# [Goal of the exercise]
Look through the data below and return each line where "same" appears.
(Source data)
PR #1208, opened 2021-05-20
Ensure correct source is set for imported records.

DFurnes:
### What's this PR do?

This pull request ensures that imported records (via SoftEdge or CallPower) continue to be marked with the `importer-client` source when created via Northstar's local importer jobs. This ensures we can continue to attribute these correctly in our admin panels & data warehouse.

I added a (failing) test for this in 39c828f & fixed the issue in 835de21.

We actually _do_ allow mass-assigning `source` [on the Post](https://github.com/DoSomething/northstar/blob/b28242793bee2af1270557b5bc32de4c09813b07/app/Models/Post.php#L72), so you'd think this would have worked! I forgot, however, that we also only read/set specific fields [in the PostRepository](https://github.com/DoSomething/northstar/blob/b28242793bee2af1270557b5bc32de4c09813b07/app/Repositories/PostRepository.php#L91-L121) so this field is discarded before Eloquent ever gets to see it.

### Relevant tickets

References [Pivotal #177733275](https://www.pivotaltracker.com/story/show/177733275).

### Checklist

### DIFF
--- a/app/Jobs/Imports/ImportCallPowerRecord.php
+++ b/app/Jobs/Imports/ImportCallPowerRecord.php
@@ -91,7 +91,6 @@ class ImportCallPowerRecord implements ShouldQueue
             'action_id' => $action->id,
             'type' => 'phone-call',
             'quantity' => 1,
-            'source' => 'importer-client', // @TODO: We should type this.
             'source_details' => 'CallPower',
             'details' => $details,
         ];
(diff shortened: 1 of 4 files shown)


app/Jobs/Imports/ImportCallPowerRecord.php
```diff
@@ -105,6 +104,8 @@ public function handle(
         $post = $posts->create($payload, $signup->id);
 
         if ($post) {
+            // Set fields that repository does not allow mass-assigning:
+            $post->source = 'importer-client'; // @TODO: We should type this.
```
weerd, line 108: Hmmm, I take it I should use this same approach for the RTV Import job? https://github.com/DoSomething/northstar/pull/1207#discussion_r635553372

weerd (approved):
👍  Looks good! I'll make the same edits on my PR for RTV importer!

app/Jobs/Imports/ImportCallPowerRecord.php
DFurnes: Yeah, I think this is probably the easiest way to keep everything working consistently.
(End Source data)
# [Exercise answer]
weerd, line 108: Hmmm, I take it I should use this same approach for the RTV Import job? https://github.com/DoSomething/northstar/pull/1207#discussion_r635553372
👍  Looks good! I'll make the same edits on my PR for RTV importer!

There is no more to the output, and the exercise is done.